I have had, at one time and another, much gay and delightful intercourse both with Frenchmen and Italians, which has led me to certain speculative comparisons and to many dangerous generalisations, some of which I will venture tentatively to set down here. But it is difficult to find forms of words which are not mere journalism.

Italian humour is more primitive and uproarious than French, and the Italians seem to present fewer barriers to intimacy, but the proportion of rational discussion is larger in the conversation of the French. Both the French and the Italians combine natural and easy good manners with great punctiliousness in small matters of etiquette. Only very arrogant or very boorish people find it difficult to get on well with either.

It is idle for any wideawake observer to deny that a certain antipathy exists between the French and the Italians. Both, I think, generally prefer the British to their Latin brothers, and I have heard both say unjust and absurdly untrue things about the other. Their antipathy is rooted partly in temperament, partly in history, and partly in that ignorance and lack of understanding which accounts for nine-tenths of all international antipathies. As Charles Lamb said, in an anecdote which President Wilson is fond of quoting, "I cannot hate a man I know." It is sometimes said that the French and the Italians are too much alike to be in perfect sympathy. The Frenchman has at times an instinct to be what an Englishman would call "theatrical," which instinct the Englishman himself hardly possesses at all. But in the Italian this instinct is even stronger than in the Frenchman, and he gives it freer play. Thus the Frenchman often notices the Italian doing and saying things which he himself dislikes, but which it needs a deliberate effort of self-repression on his part not to imitate. The Englishman has no inclination to do and say such things, and is, therefore, more tolerant of them than the Frenchman, thinking them either charming or merely "queer," according to his temperament.

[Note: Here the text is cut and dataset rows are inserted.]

PR #1504, opened 2022-06-17
reformat shape_to_tuple

mcandemir:
Hi, I've got a question on testings. I was getting errors, so I checked the logs and I found out that some of those tests aren't ready yet (e.g.: shape_to_tuple). Not sure if I'm right, but it'll be awesome if you give some information about this. Thank you.


mcandemir:
Looks like rebasing messed the commit history a little, sorry about that! Resolves #1479

simonetgordon:
Hi, 

Thanks for making a contribution 😊

Yes indeed, the unit tests for backend functions is a work in progress. We are implementing tests using the hypothesis suite.

Currently, `shape_to_tuple` is throwing a warning in test-docstrings/run-docstring-tests. To view this yourself, click 'details' beside this check and expand 'Run Docstring Tests`, then search for `shape_to_tuple`. This means the docstring examples for this function are failing for some reason in the master branch. 

The formatting and use of function all look reasonable to me. Since the source code is constantly evolving, could you double check that the printed output in the docstrings match the printed output using the master branch of ivy? You can create a .py with these examples within your local clone of the master branch ivy repo and `import ivy` from there. This should import the master version of ivy. A good way to check if you are in fact using the master branch is to run `ivy.set_backend('numpy')` and see if it works. In the stable branch, the equivalent instruction is `ivy.set_framework('numpy')`.

Simone

mcandemir:
Hi,

Thank you for the detailed review. I have a question.. just to clearify: 

Q-) Don't we use a feature branch instead of master for contributing? I wrote this docstring in shape_to_tuple branch, so testing on my local master is meaningless. But still I edited the Ivy repository (from the packages) and I get correct results as given.

Screenshot_20220621_005526

Forgive me if I misunderstood, still learning.

PS: just realized I wrote 0s instead of 1s in examples. Fixing it.

simonetgordon:
Hi,

When you `import ivy` in this manner on a jupyter notebook, it's the 'stable version' of the code. The 'master version' of the code is the one that the ivy team are making changes to continuously. In order to run the most up-to-date version of this function, go your cloned ivy directory locally and create and run this code within a `.py` file. You can run this file on the command line/terminal with `python x.py`. You should be in the `ivy/` directory when you run it. 

Are you using an IDE like PyCharm or VSCode?

mcandemir:
Hi, I made some tests under the local directory just as you suggested. It looks good to me. (tested on PyCharm).

I prepared the docstring for only torch backend, but it was chosen randomly. Is there any specific backend that we must prepare our docstrings with?

Screenshot_20220621_113837

simonetgordon:
Hi,

Ok great, you have the py file importing master ivy. Now all you need to do is copy and paste your docstring examples into this file (removing the >>> prompt) and run the file via the terminal (bottom left tab) as I mentioned before.

You should see that the output that is produced differs from what you currently have in the docstring examples. I obtain the output `(1.0, 2.0, 3.0)` from the first example, for instance. I think this is the cause of the warnings.

And no, you don't need to run with a specific backend.

Kind Regards, 

Simone

mcandemir:
Hi,

Interestingly I'm getting different results when I use the different backends. I'm not sure what is causing this problem.

If I use `numpy` as a backend, I get this propriate result: [a_numpy_ss](https://user-images.githubusercontent.com/55599562/174768874-ac90d747-40bc-4ba0-96ce-f3b27f6b117f.png)

But when I use `torch` instead, I get a more detailed result: [a_torch_ss](https://user-images.githubusercontent.com/55599562/174768893-70cd2039-f51b-4406-8ecb-12d07f1e5246.png)

As a temporal solution, I changed the backend to `numpy` and the following outputs are printed: backend_numpy

simonetgordon:
Hi,

Hmm, that shouldn't be happening. Thanks for flagging this. I will look into it. I would recommend that, for now, just leave the docstrings examples as they appear in numpy and I will merge when all the tests have run. It might still fail the docstrings test, but that's OK.

Thanks again!

Simone

mcandemir:
Hi,

I have made the desired changes in the doc-strings, should be ready now. Thanks for clearing it up!

simonetgordon:
Hi,

Thanks but could you include examples using native_array.shape, ints and lists as the function signature indicates? We're aiming for the docstrings to me as complete and exhaustive as possible. You can still use the [contributor guide](https://lets-unify.ai/ivy/deep_dive/11_docstring_examples.html#docstring-examples) for some guidance on the key aims.

Also perhaps you need to pull from master, but there an extra line in device.py which is causing lint to fail under your 'files changed'

Thanks!

Simone

simonetgordon:
Hi,

Are you able to fix the extra line in the device.py?

Also, I will get back to you re the extra examples 😊

Simone

mcandemir:
Yeah! Just forgot to push. Pushing the repo now :blush:

simonetgordon:
Hi, 

Sorry for the delay. Lists could look like:
```
x = [ivy.array([[1., 2., 3.], [4., 5., 6.]]).shape, ivy.array([[1., 2., 3.], [4., 5., 6.]]).shape]
print(ivy.shape_to_tuple(x))
# ((2, 3), (2, 3))
```

and tuples:
```
x = (ivy.array([[1., 2., 3.], [4., 5., 6.]]).shape, ivy.array([[1., 2., 3.], [4., 5., 6.]]).shape])
print(ivy.shape_to_tuple(x))
# ((2, 3), (2, 3))
```

Please add examples with these input types using the correct format.

Kind Regards, 

Simone

mcandemir:
Hi, sorry for the delay, I must've missed the e-mail. I have added the examples that you asked and went through all 3 checks, fixed the errors.

Also there is a thing that might worth to check. I think all `test_docstring.py` tests' expectations are based on torch. When I run the file, it starts to test docstrings for all jax, numpy, tensorflow and torch libraries. Although their outputs differ, the `test_docstrings.py` expect outputs based on torch. 

Backends;
[numpy](https://user-images.githubusercontent.com/55599562/177004334-731a71a6-7874-401a-8c1f-a00c04ab3605.png)
[torch](https://user-images.githubusercontent.com/55599562/177004373-ab217a72-8356-4432-9ce6-ec49c003eb7c.png)
[jax](https://user-images.githubusercontent.com/55599562/177004395-a0790349-ccc9-4a39-b626-22a62065db68.png)
[tensorflow](https://user-images.githubusercontent.com/55599562/177004412-0653ff88-9463-421b-9c97-db759e26365c.png)

`test_docstring.py` expectations:
[expectation](https://user-images.githubusercontent.com/55599562/177004589-1754f885-1da7-47ae-a3c7-bfb97a55e2be.png)


I wasn't sure if this was intentional or not, so I wanted to flag this.

simonetgordon:
Hi,

Thank you for flagging this. Indeed, the backends should produce the same output for all backends, with no framework-specific objects like `torch.size` included. This particular function is just an ivy function currently, with no backend-specific implementations. They may need to be implemented in order to rectify this issue.

I will get back to you later today about whether to merge this in its current docstring-test passing form or whether we should include the framework-agnostic output and fix the torch and tensorflow backends later.

Thanks again!

Simone

simonetgordon:
Hi again,

Apologies, but the solution is that these examples should not be included at all. I misinterpreted the type hint for the function. `shape: Union[int, Tuple[int], List[int]]` implies that a tuple of ints _or_ a list of ints are accepted, not a tuple of shapes.

If you remove the 'tuple of shapes' examples and include an example with a tuple of integers and a list of integers as inputs respectively, then we'll be ready to merge.

Apologies again about the confusion, and thanks again for investigating the issue yourself.

Simone

mcandemir:
Hi,

No problem at all! I have added the list of ints (`List[int]`) and tuple of ints (`Tuple[int]`) as you asked.

I just had a little doubt adding the examples: since the function name is `shape_to_tuples`, I thought the inputs might be tuple (or list) of ints in a shape representation (such as: (2, 3) or [2, 3]). I added them as normal tuple of ints and list of ints (such as: (1, 2, 3) and [1, 2, 3]). So if there is a mistake I can change them anytime.

 Thanks for the feedbacks!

If the French are the more admirable, the Italians are the more lovable; if the French are the more creative, the Italians are the more receptive. In the French, though not so much in the Italians, one does find that "sheer brutality of the Latin intellect," which, since the French Revolution, has dethroned many previously dominant ideas and institutions. One finds in the French a tradition of limpid precision, of concise and ordered logic, while the Italians are still groping rather turgidly among those great abstract ideas which the French handle so easily. The spirit of France shines with the hard splendour of the noonday sun, of Italy with the soft radiance of the light of early mornings and late afternoons.